Preceding the trip, Bethan and Isaac listened to the touching testimony of Holocaust survivor, Leslie Kleinman, at the Angel Hotel in Cardiff. The survivor told the audience of how he was sent to Auschwitz at the age of fifteen with his seven siblings and mother, and how he would become the only member of his family to not be sent to the gas chambers. Kleinman then went on to tell the room of how he was liberated and saved by a Jewish American sergeant who he longs to meet again. Finally, the testimony was concluded with the words ‘I don’t hate anybody’, with Kleinman adding that hate will only cause similar events to happen again.

Two weeks after hearing Leslie Kleinman give his testimony, Bethan and Isaac flew to the Polish town of Oswiecim (renamed ‘Auschwitz’ by the Nazis in 1939). The group was greeted by the man that founded the project, Rabbi Barry Marcus, in the only surviving synagogue in Oswiecim.

After the Rabbi’s introduction, the students were taken to the gates of Auschwitz I, where Bethan and Isaac were shown exhibits of various recovered items from the camps: suitcases, family photos, razors, toothbrushes, shoe polish, hair and artificial limbs, all of which reminded them of the painful truth that those who were sent to Auschwitz were sent to the camps believing that they were to be met with comfortable accommodation.

The next area of the camp that Bethan and Isaac were to visit was the gas-chamber. Every student silently entered one at a time and came out the other side not quite knowing how to feel. ‘After everybody had left, I decided to stay in on my own. I just wanted to experience just a part of what they must have felt, and absorb it as an individual.’ said Bethan describing her visit to the gas chamber. She continued… ‘I can only really describe it as… an experience.’

When the tour of Auschwitz I had finished the students moved to the second camp, Auschwitz II-Birkenau, the largest of the three camps in Auschwitz. The students walked through the snow-covered camp until they reached the large multi-lingual memorial. Now cold and dark, the hundred sixth formers stood between the ruins of gas chambers, and listened to Rabbi Marcus speak and sing passionately in memory of those that died where we were stood. The comment that Bethan and Marcus remember most vividly was ‘If we were to have a minute of silence for each innocent man, woman and child that died in this camp alone – something we are constantly doing to remember individuals that die tragically within western culture – we would have to remain silent for three whole years.’
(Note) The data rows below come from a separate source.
PR #39, opened 2019-06-03
Code coverage

aiwenar:
Add code coverage, additional tests, and fix some behaviours.

@PiotrKozlowski Could you add additional tests for uncovered normalizations in your plugins?

### DIFF
--- a/src/plugins/admonition/schema.js
+++ b/src/plugins/admonition/schema.js
@@ -2,8 +2,6 @@
 // Licensed under the MIT license. See LICENSE file in the project root for
 // full license text.
 
-import { List } from 'immutable'
-
 // Admonition types supported by both CNXML's <note> and HTMLBook. Missing are
 // `aside` from CNXML and `caution` from HTMLBook.
 const TYPES = ["note", "warning", "tip", "important"]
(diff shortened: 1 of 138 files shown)


src/plugins/admonition/schema.js
```diff
@@ -14,13 +12,6 @@ function normalizeAdmonition(change, error) {
     switch (code) {
     // Admonition type is not valid.
     case 'node_data_invalid':
-        if (key === 'class') {
```
PiotrKozlowski: Why should we omit this fix? I know that this will not happen in our application because of front end validation, but shouldn't `cnx-designer` be standalone package?

PiotrKozlowski: nvm, there is separate Plugin for this :D

aiwenar: I've extracted classes to a separate plugin as it limits code duplication and makes it easier to add support for new elements and to test it (since we now only need to test it once, and not once per element).

src/plugins/definition/schema.js
```diff
@@ -60,33 +60,19 @@ function normalizeDefinition(change, error) {
...
-
     /* istanbul ignore next */
     default:
         console.warn('Unhandled definition violation:', code)
         break
     }
 }
 
+/* istanbul ignore next */
 function normalizeTerm(change, error) {
```
aiwenar: Don't ignore functions, it will be very easy to forget about it when we add some normalizations.

src/plugins/code/schema.js
```diff
@@ -3,25 +3,29 @@
 // full license text.
 
 function normalizeCodeBlock(change, error) {
```
PiotrKozlowski: It seems like this function is never called and I can't figure out why.

PR #40, opened 2019-06-04
Slate upgrade to 0.47.0

aiwenar:


src/plugins/term/index.js
```diff
@@ -2,7 +2,7 @@
 // Licensed under the MIT license. See LICENSE file in the project root for
 // full license text.
 
-import renderNode from './render'
+import renderDecoration from './render'
```
PiotrKozlowski: renderInline

src/plugins/text/render.js
```diff
@@ -26,7 +26,7 @@ export function renderNode({ node, children, attributes }, editor, next) {
     return next()
 }
 
-export function renderMark({ mark, children, attributes }, editor, next) {
+export function renderDecoration({ mark, children, attributes }, editor, next) {
```
PiotrKozlowski: It's rendering `span` instead correct mark tag

PiotrKozlowski: You can still use `renderMark` here. From what I understand it's no longer used for rendering decoration, but it's still correct function.

PR #43, opened 2019-06-10
Keep node.key for insert_node operation in IndexDB

PiotrKozlowski:
https://trello.com/c/K6AiJ3ZB/465-when-user-refresh-draft-elements-keys-are-chaning

<details>
<summary>Click t show trello card content</summary>
`Insert exercise`
`Insert reference` - to this exercise
Reference is correct
`Refresh page`
Reference is undefined, because key of new inserted exercise has changed.

Local changes in IndexDB for inserting nodes should also save element's key and restore it properly.
</details>

### DIFF
--- a/src/persistence/index.js
+++ b/src/persistence/index.js
@@ -189,9 +189,15 @@ export class DocumentDB {
         const tx = this.database.transaction('changes', 'readwrite')
         const store = tx.objectStore('changes')
 
+        let operation = op.toJS()
+        if (op.type === 'insert_node' && op.node.object === 'block') {
+            // We need to keep the same key for inserted nodes so xrefs targets
+            // are still valid after refreshing page.
+            operation.node.key = op.node.key
+        }
         await promisify(store.add({
             document: this.id,
-            change: op.toJS(),
+            change: operation,
         }))
     }
 


src/persistence/index.js
```diff
@@ -189,9 +189,15 @@ export class DocumentDB {
         const tx = this.database.transaction('changes', 'readwrite')
         const store = tx.objectStore('changes')
 
+        let operation = op.toJS()
+        if (op.type === 'insert_node' && op.node.object === 'block') {
+            // We need to keep the same key for inserted nodes so xrefs targets
+            // are still valid after refreshing page.
+            operation.node.key = op.node.key
+        }
```
aiwenar: `op.node` is not actually a node, it's a set of properties that will be used to build the node when the operation is applied, and most importantly it does _not_ include key. The key will be generated when the operation is applied, which is why `slate-counters` was getting it from the next value (`nextOp.value.document.getNode(op.path).key`), but as of Slate 0.46 it just gives up as there is no way of retrieving it.

PiotrKozlowski: So acctually from mine tests it does include `key`, but when you do `op.node.toJS()` then `key` is not there.

This `key` is important for us since local counters will crush if it changes after refresh.

aiwenar: I've just checked that what I said is true for `split_node`, but it seem that `insert_node` does in fact respect `op.node.key` if set. However, if `Operation.toJS` doesn't return `key` then we should not expect that `Operation.apply` will respect it.

Also do note that Slate will remove keys in a few versions (ianstormtaylor/slate#2864).

PiotrKozlowski: Ouch.

I would merge this pr for now since it's helping us with current version of counters and do something with it when keys will be removed - this will be big change for us since we will have to figure out how to target references.

PR #49, opened 2019-07-02
Do not allow dragging figures

PiotrKozlowski:
Since dragging figures is causing weird things it's easier to just disable this option.

https://trello.com/c/iHmQ6u5K/310-disable-dragging-or-fix-figure-dragging


aiwenar:
You should never use JS strings in attributes.

PiotrKozlowski:
Feel free to change it to whatever you like or suggest what it should look like

PR #50, opened 2019-07-02
Fix subfigures

PiotrKozlowski:
When user remove one of subfigures, the second one should be unwrapped.
https://trello.com/c/Vjj2rbgO/302-subfigure-error

There is also new error with slate-counters, which is counting subfigures like this:
```
Figure 1
   Figure 2
   Figure 3
```
https://trello.com/c/wg0m9oFd/501-wrong-counters-for-subfigures

### DIFF
--- a/src/plugins/figure/commands.js
+++ b/src/plugins/figure/commands.js
@@ -56,34 +56,36 @@ export function insertSubfigure(change, media) {
         return
     }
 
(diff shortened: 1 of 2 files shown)


aiwenar:
All this has already been done in #3 (which we should probably just merge without waiting for Slate).

PiotrKozlowski:
It's your call. This will work with current version for sure

PR #51, opened 2019-07-02
Fix titles

PiotrKozlowski:
> When switching a paragraph into a title in a section this paragraph is removed from the document.

- I've add optional `titleText` param to `insertFunction` which will cause creating section with given text for title.
- I've changed schema to handle cases when title is not first node.

~~However I can't figure out why `undo` is not working.~~

https://trello.com/c/PAKHEIG5/502-title-error-in-section

### DIFF
--- a/src/plugins/section/commands.js
+++ b/src/plugins/section/commands.js
@@ -8,8 +8,9 @@ import { Block, Range, Text } from 'slate'
  * Create a new section.
  *
  * @param {Slate~Change} change
+ * @param {string?} titleText
  */
-export function insertSection(change) {
+export function insertSection(change, titleText) {
     change.withoutNormalizing(change => {
         const { value } = change
         const { document, startBlock, endBlock } = value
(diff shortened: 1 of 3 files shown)


src/plugins/section/commands.js
```diff
@@ -8,8 +8,9 @@ import { Block, Range, Text } from 'slate'
  * Create a new section.
  *
  * @param {Slate~Change} change
+ * @param {string} titleText
  */
-export function insertSection(change) {
+export function insertSection(change, titleText = "") {
```
aiwenar: I'd prefer the decision what to do if title text isn't specified was left to Slate.

src/plugins/section/schema.js
```diff
@@ -59,6 +59,25 @@ function normalizeSection(change, error) {
...
+        } else if (child.type === 'title') {
+            // This usually happens when title occure in middle of section after changing
+            // block type from paragraph to title.
+
+            // Create new section with given title and remove unused child.
+            const text = child.text
+            change.withoutNormalizing(() => {
+                change.insertSection(text)
+                change.removeNodeByKey(child.key)
+            })
```
aiwenar: This will discard any marks from the title.

I think it would be better to implement it as
```js
change.wrapBlockByKey(child.key, 'section')
const section = change.value.document.getParent(child.key)
change.unwrapNodeByKey(section.key)
```
(note that there is purposefully no `withoutNormalizing`; we want normalizations to run after `wrapBlockByKey` so that they move all nodes after title into the new section).

PR #52, opened 2019-07-04
Implement whitespace normalization

aiwenar:


PiotrKozlowski:
In `Applied Probability` book there is module `Minterms and MATLAB Calculations` in chapter `
Minterm Analysis`.

When I was opening before there was an error: `Error: 'Mark.fromJS' requires a 'type' string.`

Now there is an error: `Error: Cannot set on an immutable record.`

In `Preface to Pfeiffer Applied Probability` there is still `Mark.fromJS ...` error.

I'm not sure if those errors are related to whitespaces for sure, but I guess this might be related to: https://trello.com/c/saNhVlK1/411-bullet-points-error

PiotrKozlowski:
In `Preface to Pfeiffer Applied Probability` it's failing at text `Appendix B` which in `cnxml` is `<link document="m23990">Appendix B</link>` but slate is trying to serialize this as:
```
{
  "object": "text",
  "text": "Appendix B",
  "marks": [
    Object { type: undefined, data: undefined }
  ]
}
```
which is causing `'Mark.fromJS' requires a `type` string.'`

This error is probably not related to this pr.

src/cnxml/whitespace.js
```diff
@@ -0,0 +1,279 @@
...
+            // 5th step
+            .replace(/[\u0020\u1680\u2000-\u2006\u2008\u2009\u200A\u205F\u3000]+([\u00a0])/g, (_, r) => r)
+            .replace(/([\u00a0][\u0020\u1680\u2000-\u2006\u2008\u2009\u200A\u205F\u3000]+)/g, (_, r) => r)
+            // 6th step
+            .replace(/[\s\u180e\u200b\u200c\u200d\u2060]{2,}/g, c => c[0])
+    }
+
+    switch (node.object) {
+    case 'text':
+        node.text = replaceWS(node.text)
```
PiotrKozlowski: This is failing for:
```
Object { object: "text", text: "<m:math xmlns:m=\"http://www.w3.org/1998/Math/MathML\" overflow=\"scroll\"><m:mrow><m:mi>A</m:mi><m:mo>,</m:mo><m:mspace width=\"0.166667em\"/><m:mi>B</m:mi><m:mo>,</m:mo><m:mspace width=\"0.166667em\"/><m:mi>C</m:mi></m:mrow></m:math>", marks: [] }
```
`Error: Cannot set on an immutable record.`

PiotrKozlowski: This is because `node` is created as immutable object instead of normal js object: https://github.com/katalysteducation/adaptarr-front/blob/master/src/screens/app/Draft/plugins/SourceElements/deserialize.ts#L15

PR #53, opened 2019-07-05
Fix rollup

PiotrKozlowski:


aiwenar:
Fixed in 66c8241, since it didn't compile for me after removing `'@babel/runtime/helpers/objectSpread'` (it would seem we need both `objectSpread` and `objectSpread2`).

The students then lit candles and placed them upon the railway track at Auschwitz II-Birkenau as a final mark of respect to those that died, and to mark the end of their trip. But from here the experience was not over – Bethan and Isaac now plan to share what they have learnt with the school through a forthcoming assembly. At this assembly, Bethan has planned to create a holocaust memorial to display in our school – the memorial will be a large sheet layered with handprints of every pupil that wishes to take part, and will serve us as a reminder of our own individuality, our respect to those that died, and our willingness to never let it happen again.